If Meltdown is anywhere deficient, it would be perhaps in failing to emphasize enough how economic bubbles are Big Government's best friend. Inflationary booms allow the state to finance all sorts of conceits, from wars of imperial expansion to heedless public works projects, that would never be tolerated if the public were obliged to pay for them by direct taxation. But they also permit government to raise taxes to obscene levels, because the public, confident that the values of their real estate holdings and stock portfolios will rise indefinitely, have little objection to ponying up confiscatory sums of income and capital gains taxes. Why begrudge the state its pound of flesh as long as the good times continue to roll?
As a result, the decades corresponding to the bubble that is now bursting — the '80s and '90s — saw tax rates and revenues balloon to unexampled proportions. During that same time, the size, intrusiveness, and cost of government have reached levels that would dismay our grandparents, not to mention the founding generation. Yet the American public has been complacent because the gains in the stock market and housing prices have made (nearly) Everyman a paper millionaire. Public officials have been delighted at the windfalls, and have not scrupled to transform our once-limited federal government into the largest, most powerful, and most expensive superstate the world has ever seen. And all of this has come about courtesy of the Federal Reserve and the magic of monetary printing presses.
Now, of course, the bloom is off the rose, so to speak. Stock portfolios and asset values are shrinking like laundered wool, but tax rates, and the dimensions of the government they help to support, are unchanged.
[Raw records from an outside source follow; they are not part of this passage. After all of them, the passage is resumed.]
PR #3603, opened 2021-03-02
gltf_viewer: avoid writeJson when automation is off.

prideout:


romainguy (approved):

libs/viewer/src/Settings.cpp
```diff
@@ -1061,6 +1061,30 @@ std::string writeJson(const ViewSettings& in) {
     return oss.str();
 }
 
+bool ColorGradingSettings::operator==(const ColorGradingSettings &rhs) const {
```
bejado, line 1064: It might be worth putting a `static_assert(sizeof(ColorGradingSettings) == NNN)` here to remind us to update this operator when we add a new field. This has certainly bit me before.

prideout: Good idea, done.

This may be the reason Meltdown is so popular. The economic bust is forcing people to take an interest in economics and to seek to understand the forces that are reshaping our lives and lifestyles. If the crisis grinds on much longer (and it will), the thing that the Ben Bernankes and the Timothy Geithners of the world fear most may come to pass: the Federal Reserve System, in all its unalloyed villainy, may finally be exposed to the general public and abolished by popular demand. For those who want to stay ahead of the public's learning curve, however, Meltdown is indispensable, educational, and entertaining reading.